HOW TO COMPLETE THIS TASK => Every line of the records below from the line with "fix(authz): clarify where" up to and including the line with "- Introduced in" must be reproduced exactly, and no line outside that range.

DATA =>
PR #6765, opened 2023-10-20
feat: add SYSTEM_OWNER role

eliobischof:
# Why

We need to be able to access some Admin API endpoints with a system user. Instead of copying the endpoints and blowing up the system API, we decided to enable RBAC for system users. This also contributes to our migration towards a resource based API.

# What

This PR enables configuring memberships for system users. Snippet from defaults.yaml (SystemAPIUsers are outcommented in the defaults.yaml):

```yaml
SystemAPIUsers:
# Add keys for authentication of the systemAPI here:
# you can specify any name for the user, but they will have to match the `issuer` and `sub` claim in the JWT:
- superuser:
    Path: /path/to/superuser/ey.pem  # you can provide the key either by reference with the path
    Memberships:
      # MemberType System allows the user to access all APIs for all instances or organizations
      - MemberType: System
        Roles:
          - "SYSTEM_OWNER"
          # Actually, we don't recommend adding IAM_OWNER and ORG_OWNER to the System membership, as this basically enables god mode for the system user
          - "IAM_OWNER"
          - "ORG_OWNER"
      # MemberType IAM and Organization let you restrict access to a specific instance or organization by specifying the AggregateID
      - MemberType: IAM
        Roles: "IAM_OWNER"
        AggregateID: "123456789012345678"
      - MemberType: Organization
        Roles: "ORG_OWNER"
        AggregateID: "123456789012345678"
- superuser2:
    # If no memberships are specified, the user has a membership of type System with the role "SYSTEM_OWNER"
    KeyData: <base64 encoded key>     # or you can directly embed it as base64 encoded value
```

Only membership types *System*, *IAM* and *Organization* are supported.
Calls to any APIs are not limited by quotas if they are authenticated with a system user token.
However, calls with a system user token to other APIs than the system API count against quota usages.

# How

For each request, first the token is checked as before. If the token is invalid, it is checked against the system user jwt profile. If this succeeds, the matching memberships from the config are added to the context for permission checks later.

# TODO

- [x] [Tests](https://github.com/zitadel/zitadel/pull/6778)
- [X] [Docs](https://github.com/zitadel/zitadel/pull/6780)
- [X] [Tech Advisory](https://github.com/zitadel/zitadel/pull/6780)
- [x] [Refactor](https://github.com/zitadel/zitadel/pull/6778)
- [ ] Can we exclude system user calls from authenticated requests? 
- [X] [Read MemberType enum as string from config for better UX](https://github.com/zitadel/zitadel/pull/6780)

[...]

PR #8746, opened 2024-10-09
fix(authz): clarify where to ask support when a token doesn't work

muhlemmer:
# Which Problems Are Solved

When calling the zitadel API with an invalid token, regardless of reason, only a single error was returned.
It is often not clear why the token was invalid.

# How the Problems Are Solved

Change the error code, so everyone knows who to ask for support. Coincedently this person was also the author of this code.
 

# Additional Changes

- none

# Additional Context

- Introduced in https://github.com/zitadel/zitadel/pull/6765


stebenz (approved):

muhlemmer:
Was intended as practical joke towards @eliobischof. Closing ;)

PR #8775, opened 2024-10-15
chore(github): add type to issue templates

hifabienne:
# Which Problems Are Solved

Github introduced the new issue types, which we want to add to our issues. Starting point is to change the templates, so we can add the right types.


fforootd (approved):

fforootd:
Lets maybe add a scope to the title to make it easier to understand in the release notes?

`chore(github): issue templates`

PR #8779, opened 2024-10-15
feat: action v2 signing

### LINKED ISSUE #7924: Secure call for executions
As a developer, I want to be able to confirm that the sent data is not manipulated and also to decide if secrets get sent.

## Acceptance Criteria
- [x] Sign calls to actions and HTTP notificatios for call verification (analog to https://stripe.com/docs/webhooks#verify-manually)
- [ ] Example for usage of signed call in target implementation

stebenz:
# Which Problems Are Solved

The action v2 messages were didn't contain anything providing security for the sent content.

# How the Problems Are Solved

Each Target now has a SigningKey, which can also be newly generated through the API and returned at creation and through the Get-Endpoints.
There is now a HTTP header "Zitadel-Signature", which is generated with the SigningKey and Payload, and also contains a timestamp to check with a tolerance if the message took to long to sent.

# Additional Changes

The functionality to create and check the signature is provided in the pkg/actions package, and can be reused in the SDK.

# Additional Context

Closes #7924


internal/repository/target/target.go
```diff
@@ -134,6 +138,12 @@ func ChangeInterruptOnError(interruptOnError bool) func(event *ChangedEvent) {
 	}
 }
 
+func ChangeSingingKey(signingKey *crypto.CryptoValue) func(event *ChangedEvent) {
```
livio-a, line 141:
```suggestion
func ChangeSigningKey(signingKey *crypto.CryptoValue) func(event *ChangedEvent) {
```

cmd/defaults.yaml
livio-a, line 1: looks like linter did something :)

proto/zitadel/resources/action/v3alpha/action_service.proto
```diff
@@ -408,6 +408,12 @@ message CreateTargetRequest {
 
 message CreateTargetResponse {
   zitadel.resources.object.v3alpha.Details details = 1;
+  // Key used to sign and check payload sent to the target.
+  string signing_key = 2 [
+    (grpc.gateway.protoc_gen_openapiv2.options.openapiv2_field) = {
+      example: "\"\""
```
livio-a, line 414: missing examples

proto/zitadel/resources/action/v3alpha/target.proto
```diff
@@ -51,6 +51,11 @@ message Target {
 message GetTarget {
   zitadel.resources.object.v3alpha.Details details = 1;
   Target config = 2;
+  string signing_key = 3 [
+    (grpc.gateway.protoc_gen_openapiv2.options.openapiv2_field) = {
+      example: "\"\""
```
livio-a, line 56: missing example

proto/zitadel/resources/action/v3alpha/target.proto
```diff
@@ -84,6 +89,8 @@ message PatchTarget {
       max_length: 1000
     }
   ];
+  // Regenerate the key used for signing and checking the payload sent to the target.
+  optional bool regenerate_signing_key = 7;
```
livio-a, line 93: as just discussed, a Duration would not brake in case we want to have graceful rotation

internal/query/projection/target.go
```diff
@@ -105,6 +107,7 @@
 			handler.NewCol(TargetTargetType, e.TargetType),
 			handler.NewCol(TargetTimeoutCol, e.Timeout),
 			handler.NewCol(TargetInterruptOnErrorCol, e.InterruptOnError),
+			handler.NewCol(TargetSigningKey, e.SigningKey),
```
livio-a, line 110: must be nullable, otherwise existing events would fail

internal/query/execution.go
```diff
@@ -386,6 +390,7 @@ func scanExecutionTargets(rows *sql.Rows) ([]*ExecutionTarget, error) {
 			endpoint         = &sql.NullString{}
 			timeout          = &sql.NullInt64{}
 			interruptOnError = &sql.NullBool{}
+			signingKey       = &sql.NullString{}
```
livio-a, line 393: this way JSONB just get a string, and the whole object is used as signing key

livio-a (changes requested):
the example for the signing key must be added

internal/query/execution.go
stebenz: Changed that the signing key is decrypted after the query

docs/docs/apis/actions/v3/usage.md
```diff
@@ -64,6 +64,15 @@ There are different types of Targets:
 
 The API documentation to create a target can be found [here](/apis/resources/action_service_v3/zitadel-actions-create-target)
 
+### Content Signing
+
+To give the option to check if the content of the request was messed with, the call contains a 'ZITADEL-Signature' in the headers.
+This header contains a HMAC value computed from the content of the request and a timestamp which can be used to timeout requests, through the logic provided in 'pkg/actions/signing.go'.
+The goal is that the HMAC value in the header and the HMAC value computed in the Target are equal, which proves that the sent and received request are equal.
```
livio-a, line 71:
```suggestion
To ensure the integrity of request content, each call includes a 'ZITADEL-Signature' in the headers. This header contains an HMAC value computed from the request content and a timestamp, which can be used to time out requests. The logic for this process is provided in 'pkg/actions/signing.go'. The goal is to verify that the HMAC value in the header matches the HMAC value computed by the Target, ensuring that the sent and received requests are identical.
```

livio-a (changes requested):

livio-a (approved):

RESULT FOR THIS TASK =>
fix(authz): clarify where to ask support when a token doesn't work

muhlemmer:
# Which Problems Are Solved

When calling the zitadel API with an invalid token, regardless of reason, only a single error was returned.
It is often not clear why the token was invalid.

# How the Problems Are Solved

Change the error code, so everyone knows who to ask for support. Coincedently this person was also the author of this code.
 

# Additional Changes

- none

# Additional Context

- Introduced in https://github.com/zitadel/zitadel/pull/6765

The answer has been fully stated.